Synthema

Barcelona, Vall d’eHebron Institut de Recerca, 16-17 January 2024

In a significant step forward for medical research in rare hematological diseases, the SYNTHEMA consortium convened for its 14th meeting at the prestigious Vall d’eHebron Institut de Recerca in Barcelona last week. This two-day event, held on the 16th and 17th of January 2024, marked a pivotal moment for the consortium, bringing together leading experts and researchers to discuss the progress in establishing a cross-border hub for the development and validation of Artificial Intelligence (AI) techniques focused on anonymization and synthetic data generation.

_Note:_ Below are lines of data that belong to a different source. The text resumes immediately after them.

PR #955, opened 2026-08-12
Assert every documented response field appears in a fixture

kenoir:
## What does this change?

`OpenApiSpecResponseTest` caught fields the pipeline emits that the spec misses, but nothing caught the reverse: a field removed from the display model stayed documented forever unless a schema happened to mark it required. This is step 2 of wellcomecollection/platform#6514.

The new assertion enumerates every property of every component reachable from the `Work` and `Image` schemas and requires each to appear in at least one fixture. Comparison is per component rather than per position, so `Identifier.value` counts as exercised wherever an identifier appears and a rarely-identified nested entity doesn't need its own fixture. A `oneOf` with a discriminator credits a field only to the branch the document names, so a field shared between location types can't be masked by the sibling branch. Guard tests back it: an invented schema property must be reported missing, an allowlisted field that becomes exercised fails, and the spec is pinned to the schema keywords the walks understand (an `allOf` refactor would otherwise silently exempt its subtree from every check in the file).

The first run surfaced 18 documented fields no fixture contained, and this PR resolves all of them:

- `precededBy`, `succeededBy` and nested `RelatedWork.partOf` were lost in the pipeline's move to catalogue_graph (absent from the Pydantic display models, confirmed against the live API), so they leave the spec. The include values are accepted and ignored rather than rejected, because iiif-builder sends them on every request; an enum test pins them as undocumented, and they can be rejected once iiif-builder stops. The response keys are stripped unconditionally so a rollback or `elasticCluster` override serving an old index can't leak them.
- Ten were real fields the deterministic fixture sample never populated: `Work.physicalDescription`, `Work.referenceNumber`, `Work.createdDate`, `Work.currentFrequency`, `Item.title`, `Item.note`, `AccessCondition.note`, `AccessCondition.terms`, `ProductionEvent.function` and `Agent.identifiers`. wellcomecollection/catalogue-pipeline#3566 teaches the generators to populate them via a new `work.visible.rare-fields.json` fixture, which this PR pulls in.
- Ids and identifiers on `Period` and `Place` leave the spec too: the ingestor's display transformer drops them even for identified concepts, and if it ever stops, the existing undocumented-fields walk forces re-documentation on the next fixture refresh.
- One field stays allowlisted with its reason in the code: `Image.withSimilarFeatures` is spliced in by the API at request time, so no indexed fixture can carry it.

Also fixed along the way, prompted by review: the stress tests passed `includes=` (a parameter name the API ignores) so they exercised no includes at all, now corrected to `include=`; and `copy_test_documents.py` now mirrors upstream deletions instead of only copying.

This branch carries the fixture wellcomecollection/catalogue-pipeline#3566 generates; that PR merged on 2026-08-17, so the fixtures here now match pipeline main and this is ready for review.

### Checklist

- [x] Does this patch need a change to the documentation? The test table in `reference/README.md` is updated; the developers site picks up the spec change via the existing sync. Its prose examples still mention the removed includes and need a small follow-up there.
- [x] Does this change the API surface? Yes: the spec drops the dead response fields. The deprecated include values remain accepted (and ignored) so no client breaks.

## How to test

```
yarn lint:openapi
sbt "search/testOnly weco.api.search.openapi.*"
sbt search/test
```

All 406 search tests pass. To see the new assertion work, add an invented property to the `Work` schema in `reference/catalogue.yaml` and `OpenApiSpecResponseTest` fails naming it.

A display-model removal now fails CI the moment fixtures refresh, instead of leaving the spec documenting fields that no longer exist. The 18 stale documented fields found on the first run drop to 1, with its reason recorded.

- iiif-builder sends the deprecated includes by default, which is why they are tolerated rather than rejected; nothing changes for it. Rejecting them later needs an iiif-builder release first.
- Old indices still contain the removed fields, so the response path strips those keys unconditionally rather than relying on include gating.
- The remaining allowlist entry could hide a future regression, which is why the guard test fails if it becomes exercised.

### DIFF
--- a/common/search/src/test/resources/test_documents/work.visible.rare-fields.json
+++ b/common/search/src/test/resources/test_documents/work.visible.rare-fields.json
@@ -1,0 +1,241 @@
+{
+  "description": "a work with every rarely-populated display field",
+  "id": "4cbgoe8p",
+  "document": {
+    "type": "Visible",
+    "debug": {
+      "source": {
+        "id": "4cbgoe8p",
+        "identifier": {
+          "identifierType": {
+            "id": "sierra-system-number"
+          },
+          "ontologyType": "Work",
+          "value": "3QF59FdNQJ"
+        },
+        "version": 1,
+        "modifiedTime": "2025-01-01T00:00:00Z"
+      },
+      "mergedTime": "2025-01-01T00:00:00Z",
+      "indexedTime": "2001-01-01T01:01:01Z",
+      "mergeCandidates": [],
+      "redirectSources": []
+    },
+    "query": {
+      "id": "4cbgoe8p",
+      "title": "A work with every rarely-populated display field",
+      "referenceNumber": "WA/HMM/BU/1",
+      "physicalDescription": "1 volume ; 23 cm",
+      "alternativeTitles": [],
+      "languages.label": [],
+      "sourceIdentifier.value": "3QF59FdNQJ",
+      "identifiers.value": ["4cbgoe8p", "3QF59FdNQJ"],
+      "images.id": [],
+      "images.identifiers.value": [],
+      "items.identifiers.value": ["Y14y2h0Rzl"],
+      "items.id": ["l5mem3bu"],
+      "items.shelfmark.value": ["Shelfmark: NaTDHzrYbX"],
+      "notes.contents": [],
+      "partOf.title": [],
+      "production.label": ["London", "Printed for the author", "1897"],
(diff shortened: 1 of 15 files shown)


agnesgaroux (approved):
Medium: `copy_test_documents.py` is a delete-then-copy with no guard, so a stale pipeline clone or a wrong path produces a confusing test failure or wipes all 238 fixtures with exit 0. Collecting source paths first and exiting when the list is empty fixes both.

PR #575, opened 2022-07-15
Time properties renamed

Vorimo:
Alignment the timing references to seconds, or if explicitly needed to be millis/minutes/etc. make it part of the name of the methods.


pmlopes:
@Vorimo I think you got the idea, but it's not what I was thinking. What I think would make more sense would be to explicit mention the unit on the getter/setter.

The consortium, a collaboration of various European entities, aims to leverage AI in combating rare hematological diseases. Its primary objectives are to anonymize patient data securely and generate synthetic datasets, addressing the challenge of data scarcity in rare disease research.

Overview of Technical and Clinical Work Packages Progress

Each Work Package (WP) group presented their latest achievements and developments, effectively illustrating the consortium’s comprehensive and multidisciplinary approach. These presentations highlighted the diverse range of expertise and collaborative efforts within the consortium, from advancements in AI technology and data management strategies to pioneering methods for ensuring privacy and ethical compliance.

Work Package 1 (WP1) – Data collection, harmonisation and interoperability

  • Data Strategy and Harmonization: Established a comprehensive data strategy for Sickle Cell Disease (SCD) and Acute Myeloid Leukemia (AML), ensuring GDPR compliance and ethical standards.
  • Clinical Use Case Development: Developed AI tools for MRI analysis in SCD and strategies for patient categorization using Synthetic Data Generation (SDG).
  • Advancements in AML Research: Enhanced dataset quality, especially for elderly patients, and developed AI solutions for treatment outcome forecasting.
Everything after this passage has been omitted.